Westhall is a privately owned 19th-century castellated house at Belford in Northumberland, England now in use as a farm. It is on a site with older historical associations.

==History==
Westhall Farm, a little to the north-west of the town and approached by a lane from the Wooler road, is the site of a fortified house that was surrounded by a moat, mentioned in a 15th-century document as the Castrum de Belford. The present house was built in 1837 in a castellated Gothic style.

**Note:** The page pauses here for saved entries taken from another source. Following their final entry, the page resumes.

PR #186, opened 2021-09-04
Add volumes to scubafile

### LINKED ISSUE #140: Mount additional volumes
Would it make sense to allow mounting additional directories through `.scuba.yml`, or is it already possible to do so?

My use case is that I would like to run tools to fetch dependencies (like `yarn`, `maven`, `composer`, ...). In order to access private repositories through SSH, one easy solution would be to bind-mount `$SSH_AUTH_SOCK` into the container.

Also, depending on the tool, it might be valuable to mount cache directories for `yarn` or `maven` into the build container.

Example:

```yaml
image: none

environment:
  SSH_AUTH_SOCK: /tmp/ssh-auth.sock

aliases:
  yarn:
    image: node:12-alpine
    mount:
      - $SSH_AUTH_SOCK:/tmp/ssh-auth.sock
      - $HOME/.cache/yarn:/root/.cache/yarn
```

Does that make sense and if so, could you guide me as to which changes are probably necessary? I am not a Python programmer. In particular, it would be helpful to know how I could run a locally checked-out version of `scuba` from inside my build directory.

JonathonReinhart:
This PR adds support for a new `volumes` key in `.scuba.yml` to bind-mount host directories into the container.

[**Latest docs build for `volumes` configuration**](https://scuba--186.org.readthedocs.build/en/186/configuration.html#volumes)

It supports both a simple form:
```yaml
volumes:
  /var/lib/foo: /host/foo
```

...and a complex form:
```yaml
volumes:
  /var/lib/foo:
    hostpath: /host/foo
    options: ro,cached
```

`volumes` can also be extended or overridden in an `alias`, as has now become the norm:
```yaml
volumes:
  /var/lib/foo: /host/foo
aliases:
  example:
    volumes:
      /var/lib/foo: /example/foo
      /var/lib/bar: /example/bar
    script:
      - ls -l /var/lib/foo /var/lib/bar
```

This closes #140.

### DIFF
--- a/scuba/config.py
+++ b/scuba/config.py
@@ -6,6 +6,7 @@ import shlex
 
 from .constants import *
 from .utils import *
+from .dockerutil import make_vol_opt
 
 class ConfigError(Exception):
     pass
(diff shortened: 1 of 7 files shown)


scuba/scuba.py
```diff
@@ -318,6 +319,9 @@ def get_docker_cmdline(self):
         for hostpath, contpath, options in self.__get_vol_opts():
             args.append(make_vol_opt(hostpath, contpath, options))
 
+        for _, vol in self.context.volumes.items():
+            args.append(vol.get_vol_opt())
+
```
adamjseitz, line 324: Should the code here confirm that the configured volumes don't conflict with the volumes automatically created by scuba above?

adamjseitz (commented):
Overall looks good. This should allow much cleaner volume specifications with much more obvious override behavior than `docker_args` does.

scuba/config.py
```diff
@@ -239,9 +240,74 @@ def _get_docker_args(data):
...
+        #     hostpath: /host/foo
+        #     options: ro,z
+        if isinstance(node, dict):
+            hpath = node.get('hostpath')
+            if hpath is None:
+                raise ConfigError("Volume {} must have a 'hostpath' subkey".format(cpath))
+            return cls(
+                container_path = cpath,
+                host_path = hpath,
+                options = node.get('options').split(','),
```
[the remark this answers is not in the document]
JonathonReinhart: Great catch. Apparently I managed to always include `options` in all of my tests. Fixed.

scuba/scuba.py
JonathonReinhart: It's valid concern, but I think we can safely defer this.

The preconfigured volumes include `/.scuba` (for `scubainit` and the generated command script), and the absolute path of `.scuba.yml` (same inside/outside). I imagine it's fairly unlikely for someone to add a volume that matches one of those paths. If they do, and we pass conflicting `--volume` options, `docker run` will complain:
```
$ docker run --rm -it -v /tmp/a/:/var/lib/foo -v /tmp/b/:/var/lib/foo debian:10
docker: Error response from daemon: Duplicate mount point: /var/lib/foo.
See 'docker run --help'.
```

I would like to make the internal volumes use the same mechanics, but that's going to take a bit more work (due to the order that things are set up, particularly `self.vol_opts`).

==Motte and bailey castle==
It has been suggested that Westhall is the site of a much earlier Motte and bailey castle, however, Davis, in particular, has strong reservations against it:

Earthworks survive, modern farm on site of a possible C11 Motte and Bailey. Later received C15 tower (qv). Recorded as moat to C15 Tower in SMR and PastScape. The 1415 list mentions a castle here held by the D'Arcy family, it later passed to the Conyers, and then to the Forsters and Dixons, before being sold to William Clarke in the 18th Century. Although the presence of the later tower suggests this may have been a high status location the very nearby presence of a strong natural position and already existing Prehistoric camp at Chapel Crag (qv), which has a medieval chapel on it, would suggest this may not be the manorial centre. Philip Davis offers I can see no reason to build a motte when there is a more dramatic, better defended but still easily accessible site so close by. If there was a C11 or C12 castle at Belford I would suggest that the remains of the Chapel at NU10463449 suggest where it was located.